AI transforms the telephone call

This post has been republished via RSS; it originally appeared at: New blog articles in Microsoft Community Hub.

Having worked in voice technology for most of my career, I can't help finding it ironic that on my smartphone the only app that doesn't ever appear to change is...well...the phone.  But just when I thought the phone call was going to stay the same forever, the game changes entirely thanks to Artificial Intelligence (AI).  The increased adoption of cloud by telcos coupled with the incredible advances of generative AI in the past few years provides an exciting opportunity for the telco industry to innovate on voice like never before, and have a meaningful impact on the life of their customers and a positive impact for society.

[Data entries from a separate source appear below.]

PR #19, opened 2023-02-12
ci: check typescript, lint, test code on PR synchronized

ChanhyukPark-Tech:
# Overview

Check the various test when PR is generated and updated. If the CI pipeline works for each commit, it will take a lot of time to refine the commit, so let the pipeline work for each PR😄

Originally, I used this [library](https://github.com/toss/yarn-plugin-workspace-since) to detect only modified package itself to execute the command of the various check, so that only the package where the change occurred would be various check.

However, I did not use the above [library](https://github.com/toss/yarn-plugin-workspace-since) because I thought that the `suspensive` uses [turborepo](https://turbo.build/) and the package that did not change due to the nature of [turborepo](https://turbo.build/) would omit the check.

If the various check works unnecessarily on a package that has not even changed, I will improve it by using [library](https://github.com/toss/yarn-plugin-workspace-since)

### DIFF
--- a/.github/workflows/typescript-workflow.yml
+++ b/.github/workflows/typescript-workflow.yml
@@ -10,6 +10,9 @@ jobs:
     steps:
       - uses: actions/checkout@v3
 
+      - name: Install pnpm
+        run: npm install -g pnpm
+
       - name: Install dependencies
         run: pnpm install
 
--- a/.github/workflows/typescript-workflow.yml
+++ b/.github/workflows/typescript-workflow.yml
@@ -1,0 +1,26 @@
+name: 'Type checking for typescript'
+on:
+  pull_request:
+    types: [opened, synchronize, reopened]
+
+jobs:
+  test:
+    name: 'Validating Type'
+    runs-on: ubuntu-latest
+    steps:
+      - uses: actions/checkout@v3
+
+      - uses: actions/cache@v2
+        id: yarn-cache # use this to check for `cache-hit` (`steps.yarn-cache.outputs.cache-hit != 'true'`)
+        with:
+          path: .yarn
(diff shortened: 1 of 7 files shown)


.github/workflows/typescript-workflow.yml
```diff
@@ -0,0 +1,20 @@
...
+    name: 'Validating Type'
+    runs-on: ubuntu-latest
+    steps:
+      - uses: actions/checkout@v3
+
+      - name: Install pnpm
+        run: npm install -g pnpm
+
+      - name: Install dependencies
+        run: pnpm install
```
manudeli, line 17: I want to remove repetitively installing pnpm, dependencies in https://github.com/suspensive/react/pull/20/files#diff-e894bfa63f52fe487b10fce0d90f8276523f2a08f5120025aaafe3e5c72a5d23R13-R17, How about merge this file with eslint-workflow.yml in https://github.com/suspensive/react/pull/20 and rename this file like `ci-workflow.yml`? and add workflow's job for testing code by jest after?

I think it would be better if we test all(type:check, test by jest, eslint) in ci-workflow.yml at once, with allowing only one time to install pnpm, dependencies in ci-workflow. How do you think this?

ChanhyukPark-Tech: I thought it would be better to divide it to make sure that we know where we failed.
After read your comment, I think it's better to run it in the same workflow for performance!
Also, if we go into the [action page](https://github.com/suspensive/react/actions), We will see where our code failed in detail, so it would be good to merge with the same file! I'll fix it😃

manudeli (approved):

manudeli:
@ChanhyukPark-Tech, Thanks!👍

PR #23, opened 2023-02-16
test(react-testing-library): add initial test configuration for react

ChanhyukPark-Tech:
# Overview

thank you for your good suggestion!

I didn't have enough time, so I proceeded with the minimum setting. It was confirmed that the dom test was also successful with the `pnpm test` command.


configs/jest/jest.config.js
```diff
@@ -134,7 +134,7 @@ module.exports = {
   // setupFiles: [],
 
   // A list of paths to modules that run some code to configure or set up the testing framework before each test
-  // setupFilesAfterEnv: [],
+  setupFilesAfterEnv: ['<rootDir>/jest.setup.js'],
```
ChanhyukPark-Tech, line 137: It refers jest.setup.js in your root folder

packages/react-query/jest.setup.js
```diff
@@ -0,0 +1 @@
+import '@testing-library/jest-dom'
```
ChanhyukPark-Tech, line 1: It makes we can use react-dom test in our test file

manudeli (approved):
Thanks! 👍

PR #27, opened 2023-03-09
test(react): write test code for hooks (`useIsMounted`, `useKey`)

ChanhyukPark-Tech:
# 🎁Congratulation this pr is @manudeli birthday present🥳

# Overview

write test code for useIsMounted, useKey

1. useIsMounted : check value is true when mounted
2. useKey : check key is updated when execute refresh function

# Review

in useKey I want code like below because it is more readability 
but result, current destructing not have updated value so can't use destructing

```tsx

describe('useKey', () => {
  describe('refresh function', () => {
    it('should update key state', async () => {
      const {
        result: {
          current: [key, refresh],   // this point key is not updated 
        },
      } = renderHook(() => useKey())

      expect(key).toBe(0)

      act(() => {
        refresh()
      })
      expect(key).toBe(1)
    })
  })
})

```

## PR Checklist


packages/react/src/hooks/useKey/useKey.spec.ts
```diff
@@ -0,0 +1,35 @@
...
+      })
+      expect(result.current[0]).toBe(INITIAL_VALUE + 1)
+
+      act(() => {
+        result.current[1]()
+      })
+      expect(result.current[0]).toBe(INITIAL_VALUE + 2)
+    })
+  })
+})
```
manudeli, line 35: How about this? I remove unnecessary `async` keyword, and unnecessary INITIAL_VALUE

```suggestion
import { act, renderHook } from '@testing-library/react'
import useKey from './useKey'

describe('useKey', () => {
  describe('refresh function', () => {
    it('should increment the key state by 1', () => {
      const { result } = renderHook(() => useKey())
      const initialKey = result.current[0]
      const refresh = result.current[1]
      expect(initialKey).toBe(0)

      act(refresh)
      expect(result.current[0]).toBe(initialKey + 1)

      act(refresh)
      expect(result.current[0]).toBe(initialKey + 2)
    })
  })
})
```

ChanhyukPark-Tech: Your suggestion was the best.

removed unnecessary `async` keywords.
Unnecessary constant `INITIAL_VALUE` was eliminated.

As you have shown, first declare a constant through result.current. 

In the subsequent comparison expect(result.current[0]) it is also good to approach 


Readability has been greatly improved.

manudeli (approved):
I feel so good thanks to this fun birthday present. Let's run towards 100% test coverage. thank you 👍

PR #28, opened 2023-03-10
test(react): write test code for `isDifferentArray`

ChanhyukPark-Tech:
# Overview

wrote test code for util function which name is `isDifferentArray`

I realized this while writing the test code, but this function doesn't seem to compare exactly unless it's a [primitive type](https://developer.mozilla.org/ko/docs/Web/JavaScript/Reference/Global_Objects/Object/is). So I wrote the last test of the test code.

## PR Checklist


packages/react/src/utils/isDifferentArray/isDifferentArray.spec.ts
```diff
@@ -0,0 +1,48 @@
...
+
+  it('should return true when two array is same object', () => {
+    const value1 = [{ test: 1 }, { test: 2 }]
+    const value2 = [{ test: 1 }, { test: 2 }]
+
+    const result = isDifferentArray(value1, value2)
+
+    expect(result).toBe(true)
+  })
+})
```
manudeli, line 48: It's a minor difference, but I want to write a test code that is a little more concise and easy to understand, so How about indicating the primitive type and the reference type in the variable name? (ex. number, array1, object1,2)

And added some edge test cases not existing before this comment. If it looks okay to you, I would appreciate it if you could commit suggestion.

```suggestion
import { isDifferentArray } from '.'

const primitive = 0
const reference1 = { test: 0 }
const reference2 = { test: 0 }

describe('isDifferentArray', () => {
  it('should return true if the two arrays have different lengths.', () => {
    const array1 = Array.from({ length: 1 }).map((_, index) => primitive + index)
    const array2 = Array.from({ length: 2 }).map((_, index) => primitive + index)

    expect(isDifferentArray(array1, array2)).toBe(true)
  })

  it('should return false if the two arrays have same lengths and same primitive element in each index of arrays.', () => {
    const array1 = Array.from({ length: 1 }).map((_, index) => primitive + index)
    const array2 = Array.from({ length: 1 }).map((_, index) => primitive + index)

    expect(isDifferentArray(array1, array2)).toBe(false)
  })

  it('should return true if the two arrays have same lengths but at least one primitive element is different in each index of arrays.', () => {
    const array1 = [primitive, primitive + 1]
    const array2 = [primitive, primitive]

    expect(isDifferentArray(array1, array2)).toBe(true)
  })

  it('should return true if the two arrays have same lengths and have all same primitive elements but order is different', () => {
    const array1 = [primitive, primitive + 1]
    const array2 = [primitive + 1, primitive]

    expect(isDifferentArray(array1, array2)).toBe(true)
  })

  it('should return true when two arrays have each references elements in index of array have different references', () => {
    const array1 = [reference1, { test: 2 }]
    const array2 = [reference1, { test: 2 }]

    expect(isDifferentArray(array1, array2)).toBe(true)
  })

  it('should return false when two arrays have each references elements in index of array have same references', () => {
    const array1 = [reference1, reference2]
    const array2 = [reference1, reference2]

    expect(isDifferentArray(array1, array2)).toBe(false)
  })
})

```

manudeli (commented):
Oh Thanks, you're right. `different` of isDifferentArray is limited different. I didn't think about this when I created this function. I made it by referring to the comparison operation of dependencyList of useEffect hook.

Isn't there a better name for this function? If there is a better name, I think it would be nice to make it an issue and work on it in the next PR.

ChanhyukPark-Tech:
>Oh Thanks, you're right. different of isDifferentArray is limited different. I didn't think about this when I created this function. I made it by referring to the comparison operation of dependencyList of useEffect hook.
Isn't there a better name for this function? If there is a better name, I think it would be nice to make it an issue and work on it in the next PR.

It would be nice to change function name, too! 
I think we should think of a good name!

packages/react/src/utils/isDifferentArray/isDifferentArray.spec.ts
ChanhyukPark-Tech: 84~97 lines of test is really cool 😁

manudeli (approved):
Cool! I made issue to rename isDifferentArray. Let's refactor this function's name to proper thing in next Pull Request👍

PR #34, opened 2023-04-15
chore(.changeset, .github/workflows): add auto generating CHANGELOG.md

### LINKED ISSUE #16: [Feature]: I want something like CHANGELOG.md
### **Package Scope**

- [ ] New package

Package name:

### **Overview**

I'm actually using suspensive well because you provided me a good library. I'm looking forward to it more and more because you're continuing to update new features.
As a library user, I wonder what features have been added depending on the version. It would be nice if we could check the update log and so on somewhere other than PR or commit!

- github release ?

manudeli:
fix #16 

# Auto generating CHANGELOG.md
1. Using changeset bot in Pull Request
We can use changeset bot in Pull Request of every contributors to add `changeset log` that will make CHANGELOG.md
image

2. When there is a new commit on the main branch, If there is `changeset log`(inside of .changeset/*), It will make new Pull Request to bump versions of all packages. like https://github.com/manudeli/monorepo-libraries-changeset-test/pull/3 containing auto updated CHANGELOG.md files of packages

3. Then, If we merge 2.'s Pull Request, Publishing to NPM workflow will starting. like https://github.com/manudeli/monorepo-libraries-changeset-test/actions/runs/4710530002

## PR Checklist

### DIFF
--- a/.changeset/beige-ways-type.md
+++ b/.changeset/beige-ways-type.md
@@ -1,0 +1,6 @@
+---
+'@suspensive/react': patch
+'@suspensive/react-query': patch
+---
+
+changelog initialization
--- a/.github/workflows/ci-workflow.yml
+++ b/.github/workflows/ci-workflow.yml
@@ -1,4 +1,4 @@
-name: "Continuous Integration"
+name: ci-workflow
 
 on:
   pull_request:
@@ -6,13 +6,21 @@ on:
 
 jobs:
   quality:
-    name: "CI: Check quality"
+    name: Check quality
     runs-on: ubuntu-latest
     steps:
       - uses: actions/checkout@v3
 
       - name: Install pnpm
-        run: npm install -g pnpm
+        uses: pnpm/action-setup@v2.2.4
+        with:
+          version: 8
+
+      - name: Setup Node
+        uses: actions/setup-node@v3
+        with:
+          node-version: '16.17'
+          check-latest: true
 
       - name: Install dependencies
         run: pnpm install
@@ -25,3 +33,6 @@ jobs:
 
       - name: Test by jest
         run: pnpm test
+
+      - name: Build package
+        run: pnpm run build
--- a/.github/workflows/ci-workflow.yml
+++ b/.github/workflows/ci-workflow.yml
@@ -17,13 +17,13 @@ jobs:
           version: 8
 
       - name: Read .nvmrc
-         run: echo "##[set-output name=NVMRC;]$(cat .nvmrc)"
-         id: nvm
+        run: echo "##[set-output name=NVMRC;]$(cat .nvmrc)"
+        id: nvm
 
       - name: Setup Node
         uses: actions/setup-node@v3
         with:
-          node-version: "${{ steps.nvm.outputs.NVMRC }}"
+          node-version: ${{ steps.nvm.outputs.NVMRC }}
           check-latest: true
 
       - name: Install dependencies
--- a/.github/workflows/ci-workflow.yml
+++ b/.github/workflows/ci-workflow.yml
@@ -16,10 +16,14 @@ jobs:
         with:
           version: 8
 
+      - name: Read .nvmrc
+         run: echo "##[set-output name=NVMRC;]$(cat .nvmrc)"
+         id: nvm
+
       - name: Setup Node
         uses: actions/setup-node@v3
         with:
-          node-version: '16.17'
+          node-version: "${{ steps.nvm.outputs.NVMRC }}"
           check-latest: true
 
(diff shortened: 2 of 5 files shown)


.changeset/beige-ways-type.md
```diff
@@ -0,0 +1,6 @@
+---
+'@suspensive/react': patch
+'@suspensive/react-query': patch
+---
```
manudeli, line 4: We can check how changeset action will work. when we merge this Pull Request
changeset/action will make Pull Request containing CHANGELOG.md

.github/workflows/release-workflow.yml
```diff
@@ -0,0 +1,55 @@
...
+        run: pnpm install
+
+      - name: Check typescript
+        run: pnpm type:check
+
+      - name: Check eslint
+        run: pnpm lint
+
+      - name: Test by jest
+        run: pnpm test
```
ChanhyukPark-Tech, line 37: Isn't it already verified in `ci-workflow.yml` before pushing to main branch

**I don't think a double check is necessary** because this is not a part where human error can occur, is there a reason to verify it when you push it to the main one more time?

I think it's a waste of resources from the github action runner😊

.github/workflows/ci-workflow.yml
```diff
@@ -1,18 +1,26 @@
...
-        run: npm install -g pnpm
+        uses: pnpm/action-setup@v2.2.4
+        with:
+          version: 8
+
+      - name: Setup Node
+        uses: actions/setup-node@v3
+        with:
+          node-version: '16.17'
+          check-latest: true
```
ChanhyukPark-Tech, line 23:
```suggestion
      - name: Read .nvmrc
         run: echo "##[set-output name=NVMRC;]$(cat .nvmrc)"
         id: nvm

      - name: Setup Node
        uses: actions/setup-node@v3
        with:
          node-version: "${{ steps.nvm.outputs.NVMRC }}"
          check-latest: true
```

I think it would be better to automatically track the number written in the `.nvmrc` of this project.

If it is used as a [`magic number`](https://drehzr.tistory.com/1136) like this, I think the management point will continue to increase!

ChanhyukPark-Tech (approved):
Thank you for safisfying exactly the requirements.

I think there are so many roles that changeset plays Thank you.

ChanhyukPark-Tech (changes requested):
😁

.github/workflows/ci-workflow.yml
manudeli: Cool suggestion

.github/workflows/release-workflow.yml
manudeli: I don't think the only way to create a new commit on the main branch is through a Pull Request.

For example, even if it's not a pull request, I think we should check the quality at least once if there's a new commit in the main branch, either by force push or by other means. Are there any other good ways to satisfy this requirement?

ChanhyukPark-Tech: I didn't think of that, but I understood! Thank you.

I think there are two ways.

1. Protect the main branch with a [protect branch](https://kotlinworld.com/292) and limit direct push (We can take more stability) In this case, you don't have to do `ci` again.

2. If you are in a situation where you concerned (Push directly through main) I think we need this `test phrase`.

I think it would be good if the code that goes into main branch only be generated through Pull Request for review and history tracking in any situation, so I think number 1 would be good! How about you💬

.github/workflows/ci-workflow.yml
ChanhyukPark-Tech: @manudeli  I commented only ci-workflow but same code has in release-workflow.yml ! 😃

.github/workflows/release-workflow.yml
manudeli: I turned protect branch rule on from now. and I remove 3 steps(Check typescript, Check eslint, Test by jest) in release-workflow.yml

.github/workflows/release-workflow.yml
```diff
@@ -0,0 +1,46 @@
...
+
+      - name: Install pnpm
+        uses: pnpm/action-setup@v2.2.4
+        with:
+          version: 8
+
+      - name: Setup Node
+        uses: actions/setup-node@v3
+        with:
+          node-version: 16.17
```
ChanhyukPark-Tech, line 24: It remains 😂

manudeli: I updated it, thanks for your eagle eyes!

ChanhyukPark-Tech (approved):
I learned a lot. Thank you😁

PR #52, opened 2023-05-28
fix(react): add next.js appRouter 'use client' directive

### LINKED ISSUE #51: [Feature]: Check if we need 'use client'
### **Package Scope**
all

Package name: all

https://github.com/TanStack/query/pull/4738

manudeli:
fix #51

# Overview

I use rollup banner https://rollupjs.org/plugin-development/#banner
like https://github.com/dvtng/react-loading-skeleton/pull/162 's config


manudeli:
@ChanhyukPark-Tech 

It's clear that there are no issues with this Pull Request.
The next thing to do depends on this Pull Request. I will bypass the branch rule with administrator privileges and merge first. 

but, please review the code even after merging in order to prevent any mistakes and to align understanding.

PR #55, opened 2023-05-28
feat(react): add useSuspenseCache, suspenseCache(experimental)

### LINKED ISSUE #53: [Feature]: add useSuspenseCache, suspenseCache
### **Package Scope**

Package name: react

manudeli:
close #53 

# Add useSuspenseCache, suspenseCache(experimental) in @suspensive/react
I want to talk about this new API(useSuspenseCache, suspenseCache) with you @ChanhyukPark-Tech 

I thought that in most cases it should be easily implemented using suspense with just @suspensive/react without @tanstack/react-query. In this case, I thought there should be a new feature that makes it easy to handle functions that return promises with suspense.

## The features I'm thinking of are:
1. useSuspenseCache looking at the same cache.key should utilize only one promise and be optimized even if it is requested at the same time in the mounted component that is used.
2. useSuspenseCache looking at the same cache.key must be re-rendered together when reset is performed in the mounted component that is used. Implemented following the Observer pattern.
3. When ErrorBoundary of @suspensive/react is reset, if all error objects in suspenseCache are initialized and components that use suspenseCache are mounted, all of them must be re-rendered to cause a suspense.

I've implemented these features in advance, but I still felt there was a lot missing.

### SSR test
In order to easily test this, we migrated from the pages directory method to the AppRouter method in the previous Pull Request to see if it is well supported in the SSR environment.

I prepared it for testing at http://localhost:3001/useSuspenseCache.

ps. Thanks to @tooooo1 making me think about useSuspenseCache, suspenseCache


packages/react/src/useSuspenseCache.tsx
```diff
@@ -0,0 +1,142 @@
...
+        }),
+      onNotifies: [],
+    }
+
+    this.cache.set(key, newCache)
+    // eslint-disable-next-line @typescript-eslint/no-throw-literal
+    throw newCache.promise
+  }
+
+  public getData = <TKey extends string>(key: TKey) => this.cache.get(key)?.data
```
ChanhyukPark-Tech, line 84: what is this function purpose?🤔
it has use case?

packages/react/src/useSuspenseCache.tsx
```diff
@@ -0,0 +1,142 @@
...
+import { useEffect, useMemo } from 'react'
+import { useRerender } from './hooks'
+
+type Tuple<T = unknown> = T[] | readonly T[]
+type Cache<Key extends string = string> = {
+  promise?: Promise<unknown>
+  key: Key
+  error?: unknown
+  data?: unknown
+  onNotifies: ((...args: unknown[]) => unknown)[]
```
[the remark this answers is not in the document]
manudeli: Oh Thanks no use case! I removed it in [b845cfa](https://github.com/suspensive/react/pull/55/commits/b845cfa92c863cff31c851a3db8069615403ceea)

packages/react/src/useSuspenseCache.tsx
ChanhyukPark-Tech: Oh it is useful😁
hot about this
```suggestion
  public getData = <TKey extends string[]>(key: TKey) => this.cache.get(JSON.stringify(key))?.data
```

because when real use I think it is so hard to use

```tsx
const customCache = useSuspenseCache({
    key: ['custom'],
    fn: () => api.manual({ successPercentage: 50, waitMs: 500 }),
  } as const)

  suspenseCache.getData(JSON.stringify(['custom']))

```

manudeli: So cool!

manudeli: @ChanhyukPark-Tech 
and I edit it as `TKey extends Tuple` not string[] in [28ac54d](https://github.com/suspensive/react/pull/55/commits/28ac54dde7ce65267e699f62d378be3aa49c687c)
I understood your good intention!

ChanhyukPark-Tech (approved):
goodgood👍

One area that has been top of mind for me and many of those I talk to in the industry is phone scams and fraud.  In spite of the tremendous advances in technology in this area over recent years, telephone scams continue to be an enormous and, sadly, growing issue.  The FTC reported $850 million lost to telephone fraud in the United States in 2023[1], a rise of 7% from 2022, with an average of $1500 lost by each person.  Behind those numbers are many human stories of lost savings and impacted lives, and I am not alone in saying people in my life have been directly affected.  I am therefore proud of the public preview of Azure Operator Call Protection.   Call Protection is another powerful tool in the toolbox for fighting consumer fraud.  It is a new service that applies AI analysis to phone calls in real time, alerts the subscriber if the call is suspicious and educates them as to why, for example a call supposedly from a bank that requests a PIN, something a genuine bank would never do. 


So how does it work?  What I am about to describe applies not just to Azure Operator Call Protection, but to applying AI to telephone calls in general.


The approach we have taken is to deliver the service from the network itself, as opposed to the handset, playing to the strengths of our operator partners in a number of ways.


  • It allows operators to have control over how the service is packaged and delivered to their customers.  Operators own and highly value the relationship with their subscribers and are best placed to enable the service for their customers.
  • The service is available between any devices, whether cell phone or landline.  This extends access to the widest range of phone users, including older subscribers who may be more vulnerable to telephone fraud, while also wedded to their landline.
  • No handset app download is required.  While providing an app can help enable an enhanced customer experience, it also requires the subscriber to discover and download the app, which can severely limit subscriber uptake.  By providing an entirely network-derived experience, with no app needed, the service is available to as many subscribers as possible.



Two technical components are needed to apply AI to telephone calls:

  • a gateway to get the call into the cloud,
  • the AI services themselves.

Azure Communications Gateway is such a gateway and is an essential piece of technology for any modern operator looking to innovate in their voice network.  It securely integrates operator voice networks with Azure and cloud communications services including Microsoft Teams, Azure Communication Services, Dynamics 365, and Zoom Phone.  And now it integrates with AI services as well.  Calls are hooked into Azure Communications Gateway using industry standard mechanisms such as IFCs (Initial Filter Criteria) and then sent over standards-based interfaces into the cloud.  Once integrated into the network, it is easy to turn up additional cloud-based services.  In other words, once the first AI-enabled voice service is up and running, it is a much smaller step to turn up service number two.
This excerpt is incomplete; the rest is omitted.